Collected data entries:
################

PR #1451, opened 2025-08-13
feat: GitHub Actions 

KeyJayY:
This PR introduces working tests in GitHub Actions.  
These are simple smoke tests that validate basic functionality.  

Screenshot 2025-08-13 at 15 57 51

### How Has This Been Tested:
- The workflow was executed in GitHub Actions on branch `@KeyJayY/GithubActions`.
- Verified that the smoke tests ran successfully and completed without errors.
- Also confirmed that tests designed to fail indeed fail

- No documentation yet

### DIFF
--- a/.github/workflows/ui-tests.yaml
+++ b/.github/workflows/ui-tests.yaml
@@ -10,7 +10,7 @@ on:
 
 jobs:
   build-and-test:
-    runs-on: macos-latest
+    runs-on: macos-latest-xlarge
 
     steps:
       - name: Checkout repository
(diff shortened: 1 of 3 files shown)


.github/workflows/ui-tests.yaml
```diff
@@ -0,0 +1,55 @@
+name: Build VSIX and Run Tests (macOS)
+
+on:
+  workflow_dispatch:
+    inputs:
+      node:
+        description: Node.js version to use
+        required: false
+        default: "20"
```
filip131311: I don't know it the 20 is correct default as it might clash with the new react native 81,  I just run this on the node 22 and it passed so it should not be a problem to bump this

################

Try it:
Restate verbatim all lines from the start of the data through the line containing "### How Has", with both ends kept.

Result of this exercise:
PR #1451, opened 2025-08-13
feat: GitHub Actions 

KeyJayY:
This PR introduces working tests in GitHub Actions.  
These are simple smoke tests that validate basic functionality.  

Screenshot 2025-08-13 at 15 57 51

### How Has This Been Tested:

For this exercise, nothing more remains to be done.